Records provided:
PR #142, opened 2023-01-24
Chapter 10 production polish

joelostblom:
Phew, this chapter was definitely more work! The details of each change are in the commit messages. The big ones are changing to use list comprehensions instead of for loops, removing unnecessary resampling to speed things up, being consistent in using sample instead of switching to resample, using value_counts instead of manual calculations, and big simplifications to the visualization syntax. I also simplified quite a bit and removed a fair amount of verbose code.

### DIFF
--- a/source/inference.md
+++ b/source/inference.md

Assignment: Whenever the string "inference" shows up in a line of the records, copy that line.

Solved problem:
--- a/source/inference.md
+++ b/source/inference.md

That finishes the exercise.